| What is being asked |
Could you filter the data below down to the lines that hold the word "neither"?

Collected data
—————

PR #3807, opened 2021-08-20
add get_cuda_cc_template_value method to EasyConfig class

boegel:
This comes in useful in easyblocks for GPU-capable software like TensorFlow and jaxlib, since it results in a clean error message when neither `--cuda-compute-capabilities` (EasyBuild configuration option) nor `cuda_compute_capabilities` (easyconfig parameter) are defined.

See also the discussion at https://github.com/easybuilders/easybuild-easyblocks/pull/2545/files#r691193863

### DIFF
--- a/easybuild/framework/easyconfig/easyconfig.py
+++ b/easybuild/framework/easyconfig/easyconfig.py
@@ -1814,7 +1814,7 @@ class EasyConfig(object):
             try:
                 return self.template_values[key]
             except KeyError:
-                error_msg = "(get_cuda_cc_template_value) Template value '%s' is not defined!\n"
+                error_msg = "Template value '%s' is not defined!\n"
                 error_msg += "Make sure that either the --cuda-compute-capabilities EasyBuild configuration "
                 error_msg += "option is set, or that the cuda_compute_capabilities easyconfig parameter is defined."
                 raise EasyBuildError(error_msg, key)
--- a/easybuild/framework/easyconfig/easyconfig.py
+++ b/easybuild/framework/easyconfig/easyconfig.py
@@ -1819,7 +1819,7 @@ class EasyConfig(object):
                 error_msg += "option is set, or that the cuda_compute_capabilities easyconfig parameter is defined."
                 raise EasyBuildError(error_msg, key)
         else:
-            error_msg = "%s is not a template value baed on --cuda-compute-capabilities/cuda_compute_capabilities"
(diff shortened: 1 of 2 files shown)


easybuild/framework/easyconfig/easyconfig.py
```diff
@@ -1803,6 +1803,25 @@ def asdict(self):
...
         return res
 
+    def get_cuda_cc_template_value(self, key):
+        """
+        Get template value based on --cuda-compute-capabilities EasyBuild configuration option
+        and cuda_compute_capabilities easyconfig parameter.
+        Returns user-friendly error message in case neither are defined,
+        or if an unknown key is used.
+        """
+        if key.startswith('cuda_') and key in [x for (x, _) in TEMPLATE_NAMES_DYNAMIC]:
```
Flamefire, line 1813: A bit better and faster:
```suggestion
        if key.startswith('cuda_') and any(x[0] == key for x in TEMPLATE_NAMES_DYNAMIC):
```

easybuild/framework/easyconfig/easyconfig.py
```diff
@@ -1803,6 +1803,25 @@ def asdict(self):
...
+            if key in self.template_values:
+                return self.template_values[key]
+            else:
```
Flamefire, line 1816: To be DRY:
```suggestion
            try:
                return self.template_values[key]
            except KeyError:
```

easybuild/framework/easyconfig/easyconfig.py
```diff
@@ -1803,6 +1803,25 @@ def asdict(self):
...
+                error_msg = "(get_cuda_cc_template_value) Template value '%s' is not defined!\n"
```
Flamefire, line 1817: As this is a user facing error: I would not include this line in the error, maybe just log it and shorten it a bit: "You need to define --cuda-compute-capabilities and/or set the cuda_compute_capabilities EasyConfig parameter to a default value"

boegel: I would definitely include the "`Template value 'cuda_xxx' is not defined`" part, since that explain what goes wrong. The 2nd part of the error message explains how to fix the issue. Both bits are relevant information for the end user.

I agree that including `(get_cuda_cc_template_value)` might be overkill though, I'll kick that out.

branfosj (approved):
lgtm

—————

| Finished task |
This comes in useful in easyblocks for GPU-capable software like TensorFlow and jaxlib, since it results in a clean error message when neither `--cuda-compute-capabilities` (EasyBuild configuration option) nor `cuda_compute_capabilities` (easyconfig parameter) are defined.
+        Returns user-friendly error message in case neither are defined,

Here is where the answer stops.